MANDI Awards Feature

Meet Bill Krugler

Krugler, a finalist for the PNC Navigator Award, is fighting chronic adult unemployment.

By - Mar 14th, 2020 01:58 pm

Bill Krugler [top row second from the left] and the Milwaukee JobsWork team. Photo courtesy of LISC.

Bill Krugler [top row second from the left] and the Milwaukee JobsWork team. Photo courtesy of LISC.

After years of working in private equity, Bill Krugler, founder of Milwaukee JobsWork, said he envisioned a different career for himself.

“I felt this yearning to do something where I felt maybe I was making more of a difference,” Krugler said.

An active member of his church and international mission trip-goer, Krugler was no stranger to the call to help others. But it was a headline he remembers seeing in 2010 that compelled him to do something more.

“I remember the headline came out that Milwaukee was the fourth most impoverished city in the United States. And that really struck me because I worked downtown, I lived in Whitefish Bay and I thought Milwaukee was the proverbial great city on a Great Lake, and that had been my experience,” Krugler said. “I had no idea that we had so many people living in poverty, so that really stuck with me.”

Krugler recognized an existing landscape of organizations and initiatives addressing poverty and then researched strategies.

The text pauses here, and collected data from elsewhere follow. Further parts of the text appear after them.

PR #2869, opened 2020-11-24
Fix re-uploading a protofile when it is not linked to a request

develohpanda:
The logic in `proto-files-modal` is difficult to test, but I have added further control and tests with surrounding elements.

Fixes INS-329

### DIFF
--- a/packages/insomnia-app/app/ui/context/grpc/grpc-actions.js
+++ b/packages/insomnia-app/app/ui/context/grpc/grpc-actions.js
@@ -120,12 +120,12 @@ const invalidate = (requestId: string): InvalidateAction => ({
   requestId,
 });
 
-const invalidateMany = async (protoFileId: string): Promise<InvalidateManyAction> => {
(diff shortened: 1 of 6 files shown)


packages/insomnia-app/app/ui/context/grpc/grpc-actions.js
```diff
@@ -120,12 +120,12 @@ const invalidate = (requestId: string): InvalidateAction => ({
   requestId,
 });
 
-const invalidateMany = async (protoFileId: string): Promise<InvalidateManyAction> => {
+const invalidateMany = async (protoFileId: string): Promise<InvalidateManyAction | undefined> => {
```
develohpanda, line 123: This is partly the root cause, TS would have helped detect this sooner and would have required us to handle the undefined case correctly.

DMarby (approved):
:shipit:

sonicyeti (approved):

PR #2883, opened 2020-12-01
gRPC URL bar improvements - streaming type & package groups

develohpanda:
We now show an acronym with a tool-tip for the RPC type. The following is shown when a proto file does not specify a package.

image

In the case where a proto file contains a package, the package name is split and shown in the divider.

image

In the future, where the user could load multiple proto files with multiple packages, the services and methods will be separated with "package" dividers exactly as shown above. Is this a reasonable thing to do? It definitely helps to simplify the UI, removing a _lot_ of repetition when you have nested packages (`/a.nested.package.Service/Method`).

A full path including package would be `/grpcbin.GRPCBin/Index`, while a path without a package is `/GRPCBin/Index`.

The full path is still visible as a tooltip with each item and the dropdown button when collapsed.

image

image

Scaling adjustments:


packages/insomnia-app/app/common/grpc-paths.js
```diff
@@ -0,0 +1,52 @@
+// @flow
+
+import type { GrpcMethodDefinition, GrpcMethodType } from '../network/grpc/method';
+import { groupBy } from 'lodash';
+import { getMethodType } from '../network/grpc/method';
+
+const PROTO_PATH_REGEX = /^\/(?:(?<package>[\w.]+)\.)?(?<service>\w+)\/(?<method>\w+)$/;
```
develohpanda, line 7: image

packages/insomnia-app/app/ui/components/panes/grpc-request-pane/index.js
```diff
@@ -13,13 +13,32 @@ import { grpcActions, useGrpc, useGrpcIpc } from '../../../context/grpc';
...
+  display: flex;
+  flex-direction: row;
+  justify-content: space-between;
+  align-items: stretch;
+`;
+
+const UrlEditor = styled.div`
+  flex: 3 0 4em;
+  max-width: 11em;
+`;
```
develohpanda, line 36: This can be `styled(OneLineEditor)` 🤯

packages/insomnia-app/app/ui/components/panes/grpc-request-pane/index.js
```diff
@@ -13,13 +13,32 @@ import { grpcActions, useGrpc, useGrpcIpc } from '../../../context/grpc';
...
+
+const StyledDropdown = styled.div`
+  flex: 1 0 auto;
+`;
```
develohpanda, line 40: This can by `styled(GrpcMethodDropdown)` by adding a `className` prop to `GrpcMethodDropdown`

packages/insomnia-app/app/ui/components/panes/grpc-request-pane/index.js
```diff
@@ -13,13 +13,32 @@ import { grpcActions, useGrpc, useGrpcIpc } from '../../../context/grpc';
...
+
+const StyledUrlEditor = styled.div`
+  flex: 3 0 4em;
+  max-width: 11em;
+`;
+
+const StyledDropdown = styled.div`
+  flex: 1 0 auto;
+`;
```
develohpanda, line 40: Url editor will scale 3x faster than the dropdown, but will maintain a min width of `4em` and max width of `11em`. The dropdown will fill the remaining space. (Gif in description above, it's not really noticeable, but is noticeable when both scale at the same rate)

packages/insomnia-app/app/common/grpc-paths.js
develohpanda: This regex may need an update but I was unable to any detailed documentation on what characters are allowed in a package name, method name and service name. Currently we use the `\w` regex matcher (which `matches any letter, digit or underscore. Equivalent to [a-zA-Z0-9_]`).

This logic is tested in `grpc-paths.test.js` so for any failing names a unit test can be added first.

packages/insomnia-app/app/ui/components/tags/grpc-method-tag.js
```diff
@@ -0,0 +1,26 @@
...
+
+const StyledTag = styled.div`
+  width: 1.5em;
+  text-align: right;
+`;
+
+const GrpcMethodTag = ({ methodType }: Props) => (
+  <Tooltip message={GrpcMethodTypeName[methodType]} position="left" delay={500}>
+    <StyledTag>
+      <em>{GrpcMethodTypeAcronym[methodType]}</em>
```
sonicyeti, line 21: Any chance we could wrap these with a generic gRPC badge where the BG is gRPC blue while the text is white, or vice versa?

sonicyeti (approved):
Not a blocker but would love some sort of styling treatment on the acronyms. Rough but something like this might break it up and make it easier to visually digest.

Screen Shot 2020-12-07 at 9 33 33 AM

packages/insomnia-app/app/ui/components/tags/grpc-method-tag.js
develohpanda: I've updated it to be as your screenshot below (with the same styles applied) 😄

develohpanda: Reverted as per discussion in standup + feedback from Niji

packages/insomnia-app/app/common/grpc-paths.js
DMarby: I think it looks reasonable choice, we can always make it less strict in the future if need be.

DMarby (approved):
:shipit:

He found that many solutions focused on youth education while few focused on chronic adult unemployment.

Krugler’s belief in reducing the barriers to long-term employment inspired the founding of Milwaukee JobsWork, an organization that partners with community businesses to provide training and resources to assist people who have experienced poverty and unemployment.

JobsWork prides itself on its three Hs: hope, high expectations and being holistic. This approach, Krugler said, is what sets it apart from other job training programs.

According to the website, “Milwaukee JobsWork is a collaborative of dedicated business and community leaders who offer a new pathway to alleviate chronic unemployment in our city… We’re not a job service that helps people find a job and then walks away.”

Being there for participants in the program begins long before any formal training, however. Krugler said starting with the tenet of hope reinforces the idea in participants that they are worthy of holding a job and have a purpose in the world.

“Our society tends to label people by all the things they’ve done wrong in their life, and this premise of hope is really about teaching them to separate who they are today as a human being from whatever happened to them in the past,” Krugler said. “We really emphasize that you can be somebody, and give people hope.”

In order to give participants the confidence they need to have hope and go through the training, JobsWork sets high expectations. Krugler said this is intentional and a very important part of the programming.

“We’re here to help, we’re not here to do it for you,” Krugler said. “By setting high expectations for people, that goes hand in hand with ‘We believe in you, we’re setting these high expectations because we believe you can achieve them.’”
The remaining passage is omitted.